==== Extracted information
Issue #83, opened 2025-07-16
Write to dataset as parquet


znation:
For efficiency reasons (it dedupes much better with [parquet](https://huggingface.co/blog/improve_parquet_dedupe) on HF), we should write to the dataset as parquet instead of sqlite.

PR #85, opened 2025-07-17
Take a drop of CommitScheduler from huggingface_hub

znation:
Takes a copy of commit_scheduler.py from commit
d0a948fc2a32ed6e557042a95ef3e4af97ec4a7c of huggingface/huggingface_hub.

This has two purposes:
1. Easier debugging/changing of the internals
2. Need to add a hook for on_before_push for the implementation of #83


abidlabs (approved):
Nice lgtm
========
◆ **Task statement**
At the line with "1. Easier debugging/changing of the internals", start returning lines exactly, and stop after the final line of the listing.

◆ **Result for this exercise**
1. Easier debugging/changing of the internals
2. Need to add a hook for on_before_push for the implementation of #83


abidlabs (approved):
Nice lgtm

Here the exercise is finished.